- _ACTIVITY_
Find every line below that contains the word "details" and copy it out.

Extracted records
PR #1022, opened 2017-10-18
Adding task timestamp in task state change

richardpen:
### Summary

Adding new fields in task state change, specifically the task pull started timestamp, pull stopped timestamp and container stop timestamp.

### Implementation details

The timestamp for pulling start and stop was sent together with the task running, while container stop timestamp was sent along with task stopped.

### Testing

- [x] Manual test
New tests cover the changes: 
yes
### Licensing

yes


agent/api/task.go
```diff
@@ -847,6 +857,127 @@ func (task *Task) GetTaskENI() *ENI {
 	return task.ENI
 }
 
+// SetPullStartedAt sets the task pullstartedat timestamp and returns whether
+// this field was updated or not
+func (task *Task) SetPullStartedAt(timestamp time.Time) bool {
+	task.knownStatusTimeLock.Lock()
+	defer task.knownStatusTimeLock.Unlock()
+
+	// Only set this field if it is not set
```
sharanyad: Does this mean we don't need to reset this incase of pull retries? 
If so, can we log this somewhere?

agent/engine/docker_task_engine.go
```diff
@@ -568,10 +581,16 @@ func (engine *DockerTaskEngine) serialPull(task *api.Task, container *api.Contai
...
 	defer ImagePullDeleteLock.Unlock()
 
-	pullStart := time.Now()
+	// Recrod the task pull_started_at timestamp
+	pullStart := engine.time().Now()
 	defer func(startTime time.Time) {
 		seelog.Infof("Finished pulling container %v in %s. Task: %v", container.Image, time.Since(startTime).String(), task)
 	}(pullStart)
+
+	ok := task.SetPullStartedAt(pullStart)
```
sharanyad: Should we set `PullStartedAt` time here or before the actual `client.PullImage` call in `pullAndUpdateContainerReference` method ?

agent/api/ecsclient/client.go
```diff
@@ -312,13 +312,14 @@ func (client *APIECSClient) SubmitTaskStateChange(change api.TaskStateChange) er
...
-	// Submit task state change
-	if change.Status == api.TaskStatusNone {
+	// Submit task state change or ExecutionStoppedAt timestamp
+	if change.Status == api.TaskStatusNone && change.ExecutionStoppedAt == nil {
 		seelog.Warnf("SubmitTaskStateChange called with an invalid change: %s", change.String())
 		return errors.New("ecs api client: SubmitTaskStateChange called with an invalid change")
 	}
 
-	if change.Status != api.TaskRunning && change.Status != api.TaskStopped {
+	// It's possible to submit ExecutionStoppedAt timestamp with task status in NONE
```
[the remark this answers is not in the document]
samuelkarp: This comment is extremely confusing.

agent/engine/docker_task_engine.go
```diff
@@ -538,13 +538,19 @@ func (engine *DockerTaskEngine) pullContainer(task *api.Task, container *api.Con
 			return engine.client.ImportLocalEmptyVolumeImage()
 		}
 	}
+
+	// Record the pullStoppedAt timestamp
```
samuelkarp: What happens if this doesn't happen?  What happens if the agent crashes right before this code executes?

agent/engine/task_manager.go
```diff
@@ -690,3 +699,42 @@ func (mtask *managedTask) waitForStopReported() bool {
 	}
 	return taskStopped
 }
+
+// sendExecutionStoppedAtTimestamp start the timer for sending execution stopped at timestamp
```
samuelkarp: What exactly is this timer used for?

agent/engine/task_manager.go
```diff
@@ -26,6 +26,7 @@ import (
 
 const (
 	steadyStateTaskVerifyInterval         = 5 * time.Minute
+	executionStoppedAtSubmitDelay         = 12 * time.Hour
```
samuelkarp: This constant needs a comment.  I don't know what it represents or why it's set to 12 hours.

agent/engine/task_manager.go
```diff
@@ -690,3 +699,42 @@ func (mtask *managedTask) waitForStopReported() bool {
...
+	seelog.Info("Essential container stopped, start sending timestamp for stopped")
+
+	executionStoppedAtElapsed := time.Now().Sub(*mtask.Task.GetExecutionStoppedAt())
+	maxDelay := executionStoppedAtSubmitDelay - executionStoppedAtElapsed
+
+	if mtask.submitExecutionStoppedTimer != nil {
+		mtask.submitExecutionStoppedTimer.Stop()
+	}
+
+	mtask.submitExecutionStoppedTimer = mtask.time().AfterFunc(maxDelay, func() {
```
samuelkarp: It's possible for this timer to not be active if the agent restarts while the timer has not elapsed.  What happens then?

agent/api/task.go
richardpen: We only need to set this whenever we start the first pull, no need to reset this for retry. It's already logged [here](https://github.com/aws/amazon-ecs-agent/pull/1022/files#diff-b9aa12c3425c34d6f330f28407f779f6R569). Or do you want something else to be logged too?

agent/engine/docker_task_engine.go
richardpen: I don't think so, since there is a lock inside the `serialPull` and `concurrentPull`, it would be more accurate to log here, otherwise if the pull is waiting for this lock, the actual `PullStartedAt` would be incorrect.

agent/api/ecsclient/client.go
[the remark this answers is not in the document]
richardpen: I will try to add more details in the comment to make it more readable.

agent/engine/task_manager.go
richardpen: On agent restart, it will resend current status [here](https://github.com/aws/amazon-ecs-agent/blob/master/agent/engine/task_manager.go#L114), the timestamp will be sent at that point.

agent/engine/task_manager.go
richardpen: We want this timestamp to be sent along with the task STOPPED event to save 
 one extra SubmitTaskSTateChange call, but if the task failed to stop within `executionStoppedAtSubmitDelay` this timer will be triggered to send the timestamp.

agent/engine/task_manager.go
richardpen: will add comment, actually this is the maximum delay can be accepted by backend.

agent/engine/docker_task_engine.go
richardpen: If this doesn't happen, this field will be empty and the task won't have `pullstoppedat` timestamps. Are you concerning about container moved to stopped without pulling?  If agent crashes here, agent should try to pull the image again when it start, then it will be set by that time.

agent/api/tasktimestamp.go
```diff
@@ -0,0 +1,82 @@
...
+package api
+
+import (
+	"strings"
+
+	"github.com/pkg/errors"
+)
+
+// TaskTimestamp is an enumeration of valid state of task timestamp
+type TaskTimestamp int32
```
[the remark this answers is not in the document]
richardpen: `int32` is picked up because it was used for other "enumeration", any suggestion?

agent/api/task.go
```diff
@@ -847,6 +857,127 @@ func (task *Task) GetTaskENI() *ENI {
...
+	}
+	return false
+}
+
+// GetPullStartedAt returns the PullStartedAt timestamp in UTC format
+func (task *Task) GetPullStartedAt() *time.Time {
+	task.knownStatusTimeLock.RLock()
+	defer task.knownStatusTimeLock.RUnlock()
+
+	if task.PullStartedAt == (time.Time{}) {
```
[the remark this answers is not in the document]
richardpen: That means this field has already been set, that's the pull of the task has already started. i.e:  a task with two containers, we only set this field when start pulling the first container, and when pull the second container this field won't be updated. The `nil` is to indicate whether this field is updated or not( or whether this is pulling the first container or not).

agent/api/task.go
```diff
@@ -847,6 +857,127 @@ func (task *Task) GetTaskENI() *ENI {
...
 }
 
+// SetPullStartedAt sets the task pullstartedat timestamp and returns whether
+// this field was updated or not
+func (task *Task) SetPullStartedAt(timestamp time.Time) bool {
+	task.knownStatusTimeLock.Lock()
+	defer task.knownStatusTimeLock.Unlock()
+
+	// Only set this field if it is not set
+	if task.PullStartedAt == (time.Time{}) {
```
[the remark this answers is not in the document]
richardpen: It won't compile without the parens. [example](https://play.golang.org/p/4v9NGaZJfT)

agent/ecs_client/model/api/api-2.json
```diff
@@ -42,20 +42,6 @@
         {"shape":"UnsupportedFeatureException"}
       ]
     },
-    "CreateServiceLinkedRole":{
```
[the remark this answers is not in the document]
richardpen: Actually this was removed in the latest model, I'll check to see if I can bring it back.

agent/api/task.go
```diff
@@ -97,6 +97,15 @@ type Task struct {
 	KnownStatusTimeUnsafe time.Time `json:"KnownTime"`
 	knownStatusTimeLock   sync.RWMutex
 
+	// PullStartedAt is the timestamp when the task start pulling
```
aaithal: This needs a longer description. Especially because there's no `pull` for the task (same with other timestamp variables you've added to this struct.

agent/api/task.go
```diff
@@ -847,6 +857,127 @@ func (task *Task) GetTaskENI() *ENI {
 	return task.ENI
 }
 
+// SetPullStartedAt sets the task pullstartedat timestamp and returns whether
+// this field was updated or not
+func (task *Task) SetPullStartedAt(timestamp time.Time) bool {
+	task.knownStatusTimeLock.Lock()
```
aaithal: Can we consolidate all of these locks into a single lock? It's hard to keep track of different locks for different methods. Let's have a single `sync.RWMutex` lock for the task. I understand that doing that is beyond the mandate of this PR. But, this is as good a time as any to make that change.

agent/api/task.go
```diff
@@ -847,6 +857,127 @@ func (task *Task) GetTaskENI() *ENI {
...
+
+	task.ExecutionStoppedAt = timestamp
+}
+
+// GetExecutionStoppedAt returns the task executionStoppedAt timestamp in UTC format
+func (task *Task) GetExecutionStoppedAt() *time.Time {
+	task.knownStatusTimeLock.RLock()
+	defer task.knownStatusTimeLock.RUnlock()
+
+	if task.ExecutionStoppedAt == (time.Time{}) {
```
aaithal: Why can we just return `task.ExecutionStoppedAt` here and let the `SubmitTaskStateChange` API handle the UTC part of it? It seems like we're adding extra computation here and increasing the lock scope and I'd prefer to do those cosmetic operations outside of the lock scope.

agent/api/ecsclient/client.go
```diff
@@ -312,13 +312,15 @@ func (client *APIECSClient) SubmitTaskStateChange(change api.TaskStateChange) er
 		return nil
 	}
 
-	// Submit task state change
-	if change.Status == api.TaskStatusNone {
+	if change.Status == api.TaskStatusNone && change.ExecutionStoppedAt == nil {
```
aaithal: Why was this updated?

agent/eventhandler/task_handler.go
```diff
@@ -217,6 +217,17 @@ func (handler *TaskHandler) SubmitTaskEvents(taskEvents *eventList, client api.E
 					seelog.Debugf("TaskHandler, Submitted task state change: %s", event.String())
 					backoff.Reset()
 					taskEvents.events.Remove(eventToSubmit)
+
+					// ExecutionStoppedAt can also be sent here
+					if event.taskChange.ExecutionStoppedAt != nil {
```
aaithal: This logic is getting complicated. If we want to track a couple more timestamps, it'll get even more complicated. Instead of this, let's just have a boolean for each kind of timestamp that we track and have a `Sent` status field to track it.

agent/api/task.go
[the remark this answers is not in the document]
samuelkarp: `time.Time{}` is the zero value.  Why not just use that?  What additional value does `nil` add?

samuelkarp:
Can you rebase and fix the merge conflicts?

agent/api/task.go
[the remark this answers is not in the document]
richardpen: This makes it easier [here](https://github.com/aws/amazon-ecs-agent/pull/1022/files#diff-b9aa12c3425c34d6f330f28407f779f6R363), I think &time.Time{} is different from nil, so I don't need additional check.

agent/api/task.go
```diff
@@ -97,6 +97,15 @@ type Task struct {
 	KnownStatusTimeUnsafe time.Time `json:"KnownTime"`
 	knownStatusTimeLock   sync.RWMutex
 
+	// PullStartedAt is the timestamp when the task start pulling
+	PullStartedAt time.Time `json:"PullStartedAt"`
+	// PullStoppedAt is the timestamp when the task finished pulling
+	PullStoppedAt time.Time `json:"PullStoppedAt"`
```
adnxn: since we're using pointers to the `time.Time` fields in the Get* methods - would it make sense have these fields use pointers as well? 

then we can do nil checks (which i think would be clearer) instead of the `task.PullStartedAt == (time.Time{})` and also we'd avoid going back and forth between using values in some places and the pointers in others. 

also the marshaled zero value for `time.Time` is noisy if we need to debug.

agent/engine/docker_task_engine.go
```diff
@@ -554,10 +560,17 @@ func (engine *DockerTaskEngine) concurrentPull(task *api.Task, container *api.Co
 	defer seelog.Debugf("Released ImagePullDeleteLock after pulling image - %s. Task: %v", container.Image, task)
 	defer ImagePullDeleteLock.RUnlock()
 
-	pullStart := time.Now()
+	// Recrod the task pull_started_at timestamp
```
adnxn: typo: `Record`

agent/engine/docker_task_engine.go
```diff
@@ -568,10 +581,16 @@ func (engine *DockerTaskEngine) serialPull(task *api.Task, container *api.Contai
 	defer seelog.Debugf("Released ImagePullDeleteLock after pulling image - %s. Task: %v", container.Image, task)
 	defer ImagePullDeleteLock.Unlock()
 
-	pullStart := time.Now()
+	// Recrod the task pull_started_at timestamp
```
adnxn: typo: `Record`

agent/api/ecsclient/client.go
```diff
@@ -312,13 +312,15 @@ func (client *APIECSClient) SubmitTaskStateChange(change api.TaskStateChange) er
...
 		seelog.Warnf("SubmitTaskStateChange called with an invalid change: %s", change.String())
 		return errors.New("ecs api client: SubmitTaskStateChange called with an invalid change")
 	}
 
-	if change.Status != api.TaskRunning && change.Status != api.TaskStopped {
+	// Submit task ExecutionStoppedAt timestamp, the status in the change
+	// can be RUNNING, STOPPED or NONE(essential container stopped before task
```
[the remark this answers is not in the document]
richardpen: Yes, to be more specific, it's when task has desiredstatus == stopped while knownstatus < running

agent/api/task.go
richardpen: Record as a pointer in the task struct and return the pointer in getter will cause some data race.  It looks like the time.Time{} won't be saved in Marshal, [example](https://play.golang.org/p/ZeJ0RyyBrk)

agent/api/task.go
```diff
@@ -778,99 +791,237 @@ func (task *Task) SetKnownStatus(status TaskStatus) {
...
 }
 
+// SetPullStartedAt sets the task pullstartedat timestamp and returns whether
+// this field was updated or not
+func (task *Task) SetPullStartedAt(timestamp time.Time) bool {
+	task.statusLock.Lock()
+	defer task.statusLock.Unlock()
+
+	// Only set this field if it is not set
+	if task.PullStartedAt == (time.Time{}) {
```
aaithal: can you just use https://golang.org/pkg/time/#Time.IsZero here instead?

agent/engine/task_manager.go
aaithal: As per offline conversation, you shouldn't need to do this at all. The ticker in `eventhandler.TaskHandler` should take care of batching and sending all unsent events.

agent/api/task.go
```diff
@@ -778,99 +791,237 @@ func (task *Task) SetKnownStatus(status TaskStatus) {
...
+func (task *Task) GetExecutionStoppedAtSent() bool {
+	task.statusLock.RLock()
+	defer task.statusLock.RUnlock()
+
+	return task.ExecutionStoppedAtSent
+}
+
+// ShouldSendExecutionStoppedTime determins whether the container state change
+// should cause ExecutionStoppedAt to be sent
+func (task *Task) ShouldSendExecutionStoppedTime(container *Container, timestamp time.Time) bool {
```
aaithal: You'd need to change this based on my recommendation for getting rid of the timer for this.

agent/engine/task_manager.go
```diff
@@ -690,3 +699,42 @@ func (mtask *managedTask) waitForStopReported() bool {
...
+	mtask.lock.RLock()
+	defer mtask.lock.RUnlock()
+
+	err := mtask.Task.StatusShouldBeSent()
+	if err != nil {
+		seelog.Debugf("Task status not recognized by backend or no need to sent, task: %s, msg: %v", task.String(), err)
+		return
+	}
+
+	// stop the timer for submitting executionStoppedAt if this is a task stopped event
```
aaithal: As per my earlier comments, you shouldn't need to do this at all

agent/api/statechange.go
```diff
@@ -80,24 +90,69 @@ func (c *ContainerStateChange) String() string {
...
+	if timestamp := change.Task.GetPullStoppedAt(); !timestamp.IsZero() {
+		change.PullStoppedAt = aws.Time(timestamp.UTC())
+	}
+	if timestamp := change.Task.GetExecutionStoppedAt(); !timestamp.IsZero() {
+		change.ExecutionStoppedAt = aws.Time(timestamp.UTC())
+	}
+}
+
+// ShouldBeReport checks if the statechange should be reported to backend
+func (change *TaskStateChange) ShouldBeReport() bool {
```
samuelkarp: ShouldReport or ShouldBeReported

But I think we already have a way of determining whether state changes should be reported or not.  Can you explain what's different about this logic?

richardpen: The logic today only allow "RUNNING" and "STOPPED" status to be sent for task state change. While we also want to send the container change if the task is in "PENDING", eg container failed to create.

agent/engine/docker_task_engine.go
```diff
@@ -572,10 +583,16 @@ func (engine *DockerTaskEngine) concurrentPull(task *api.Task, container *api.Co
 	defer seelog.Debugf("Released ImagePullDeleteLock after pulling image - %s. Task: %v", container.Image, task)
 	defer ImagePullDeleteLock.RUnlock()
 
-	pullStart := time.Now()
+	// Record the task pull_started_at timestamp
+	pullStart := engine.time().Now()
 	defer func(startTime time.Time) {
 		seelog.Infof("Finished pulling container %v in %s. Task: %v", container.Image, time.Since(startTime).String(), task)
 	}(pullStart)
+	ok := task.SetPullStartedAt(pullStart)
```
sharanyad: Since we are setting `PullStartedAt` in both `concurrentPull` as well as `serialPull`methods, can we just set once in  `pullAndUpdateContainerReference`, which is called by `concurrentPull` and `serialPull` ?

richardpen: Ideally we don't want to have duplicate code here, but since we want to set the timestamp after acquired the lock, we can't set in the upper level in `pullAndUpdateContainerReference`.

agent/api/statechange.go
```diff
@@ -80,24 +90,69 @@ func (c *ContainerStateChange) String() string {
...
+	if timestamp := change.Task.GetPullStoppedAt(); !timestamp.IsZero() {
+		change.PullStoppedAt = aws.Time(timestamp.UTC())
+	}
+	if timestamp := change.Task.GetExecutionStoppedAt(); !timestamp.IsZero() {
+		change.ExecutionStoppedAt = aws.Time(timestamp.UTC())
+	}
+}
+
+// ShouldBeReported checks if the statechange should be reported to backend
+func (change *TaskStateChange) ShouldBeReported() bool {
```
aaithal: please add a `TODO` here for dealing with network attachments in the future

agent/engine/task_manager.go
```diff
@@ -312,6 +312,15 @@ func (mtask *managedTask) handleContainerChange(containerChange dockerContainerC
 		}
 	}
 
+	// If the essential container is stopped, set the ExecutionStoppedAt timestamp
+	if container.GetKnownStatus() == api.ContainerStopped && container.IsEssential() {
+		now := mtask.time().Now()
+		ok := mtask.Task.SetExecutionStoppedAt(now)
+		if ok {
+			seelog.Infof("Essential container in task stopped, task %s, time: %s", mtask.Task.String(), now)
```
aaithal: shouldn't this be be `now.String()`?

aaithal: Also, let's be more clear here that we're recording the execution stopped time: `"Recording execution stopped time for a task, essential container in task stopped"`

agent/engine/docker_task_engine.go
```diff
@@ -572,10 +583,16 @@ func (engine *DockerTaskEngine) concurrentPull(task *api.Task, container *api.Co
...
+	if ok {
+		seelog.Infof("Task started pull, task %s, time: %s", task.String(), pullStart)
```
aaithal: Let's change this message to be more clear about timestamp being recorded as well: `"Recording timestamp for starting image pull, task: ..."`

agent/engine/docker_task_engine.go
```diff
@@ -586,10 +603,15 @@ func (engine *DockerTaskEngine) serialPull(task *api.Task, container *api.Contai
...
 	defer ImagePullDeleteLock.Unlock()
 
-	pullStart := time.Now()
+	pullStart := engine.time().Now()
 	defer func(startTime time.Time) {
 		seelog.Infof("Finished pulling container %v in %s. Task: %v", container.Image, time.Since(startTime).String(), task)
 	}(pullStart)
+	ok := task.SetPullStartedAt(pullStart)
+	if ok {
+		seelog.Infof("Task started pull, task %s, time: %s", task.String(), pullStart)
```
aaithal: Here too. Let's be more explicit about recording a timestamp here:  `"Recording timestamp for starting image pull, task: ..."`

agent/engine/engine_unix_integ_test.go
```diff
@@ -845,9 +846,9 @@ func TestStartStopWithSecurityOptionNoNewPrivileges(t *testing.T) {
 	assert.Equal(t, event.(api.TaskStateChange).Status, api.TaskRunning, "Expected task to be RUNNING")
 
 	// Kill the existing container now
-	taskUpdate := *testTask
+	taskUpdate := createTestTask(testArn)
```
aaithal: thanks for this change. This was leading to race conditions in my branch.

- _TASK SOLUTION_
### Implementation details
richardpen: I will try to add more details in the comment to make it more readable.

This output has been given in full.